How does ICE define 'criminal' in its arrest statistics and how do pending charges figure into that count?
Executive summary
ICE’s public tallies of “criminal” arrests mix three different things: (a) people with criminal convictions, (b) people with pending criminal charges, and (c) enforcement arrests for immigration violations that are administrative (civil) in nature; the agency and DHS often present the combined figure as a single “criminal” category, a practice critics say inflates the share of truly convicted offenders (ICE’s own categories and DHS statements) [1] [2]. Independent analyses and watchdogs find a much larger share of detainees with no criminal convictions, arguing that treating pending charges or immigration-only violations as equivalent to convictions skews the public picture and masks policy choices [3] [4] [5].
1. What ICE’s reports actually label as “criminal” — mixed categories, not just convictions
ICE’s public statistics and DHS press releases use language that groups together people “charged or convicted” or otherwise described as “criminal illegal aliens,” but ICE’s underlying categories include those with convictions, those with pending charges, and a broader third bucket—people with no convictions or charges who are detained for immigration violations such as re‑entry after removal or having a final order of removal (ICE’s statistics pages and DHS releases make these distinctions even as headlines do not) [1] [2].
2. How pending charges are counted and why that matters
DHS and ICE frequently report the share of arrests that are of individuals “charged or convicted,” and department spokespeople have cited that combined figure (for example, a repeated DHS claim that roughly 70% were “charged or convicted”) [2] [6] [7]. Policy analysts and researchers warn this conflation is consequential because pending charges are allegations, not findings of guilt; Cato’s analysis flagged that DHS/ICE count people with pending criminal charges as “criminal arrests,” even when charges are minor or later dismissed, and that practice inflates the impression that ICE’s operations are primarily removing convicted violent offenders [3] [8].
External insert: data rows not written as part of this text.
PR #1689, opened 2026-08-30
feat(solidity-tests): implement `vm.broadcastRawTransaction`

### LINKED ISSUE #1690: vm.broadcastRawTransaction not implemented
edr does not implement `vm.broadcastRawTransaction`

would be great to have it for parity with [foundry](https://www.getfoundry.sh/reference/cheatcodes/broadcast-raw-transaction) and being able to for example setup deterministic factories using Nick's method (https://github.com/Arachnid/deterministic-deployment-proxy)

wighawag:
Fixes #1690.

## Summary

Implements the `vm.broadcastRawTransaction(bytes)` cheatcode in the Solidity test runner. It was declared in the `Vm` interface but routed to the unsupported-cheatcode handler alongside the script-only broadcast cheatcodes.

3. Independent data paint a different distribution of convictions versus no-record cases
Multiple independent trackers and analyses report that a large share of people in ICE custody lack criminal convictions: TRAC reported roughly 73.6% of people held in ICE detention had no criminal conviction as of late November 2025 (48,377 of 65,735) [4], and Cato/Brennan Center analyses found that roughly 65–73% of those arrested or detained had no criminal record, with only a small fraction convicted of violent offenses [3] [5]. These findings underscore that counting pending charges alongside convictions materially changes the headline percentages cited by DHS [3] [5].
4. Administrative arrests vs. criminal arrests: legal and reporting distinctions
Journalistic and legal guidance stresses that many ICE arrests are administrative—civil arrests for immigration violations—not criminal arrests, and ICE’s ERO data focuses on administrative arrests while other ICE components (HSI) may conduct criminal investigations that are separate and not always reflected in the same datasets (a clear distinction explained in reporting that unpacks ICE arrest data) [9]. The statutory rules that allow ICE officers to make criminal arrests in limited circumstances (e.g., felonies observed in their presence or with exigent risk) mean some criminal arrests occur, but that does not justify treating all non‑convicted suspects as convicted criminals in headline statistics [9].
5. Why the dispute persists — incentives, narratives, and limits of the public data
DHS and ICE have an explicit enforcement narrative—“worst of the worst”—and present aggregated metrics (charged or convicted) that bolster it, while advocacy groups and researchers emphasize granular conviction data and the rise in detentions of people with no convictions to challenge that narrative [2] [10] [3]. Public datasets are imperfect: ICE releases summary categories but not always the underlying charge dispositions or differentiations among types of charges, and independent analyses rely on leaked or compiled datasets to show how pending charges and immigration arrests change the picture; therefore conclusions depend on which categories and timeframes one examines [1] [3] [4].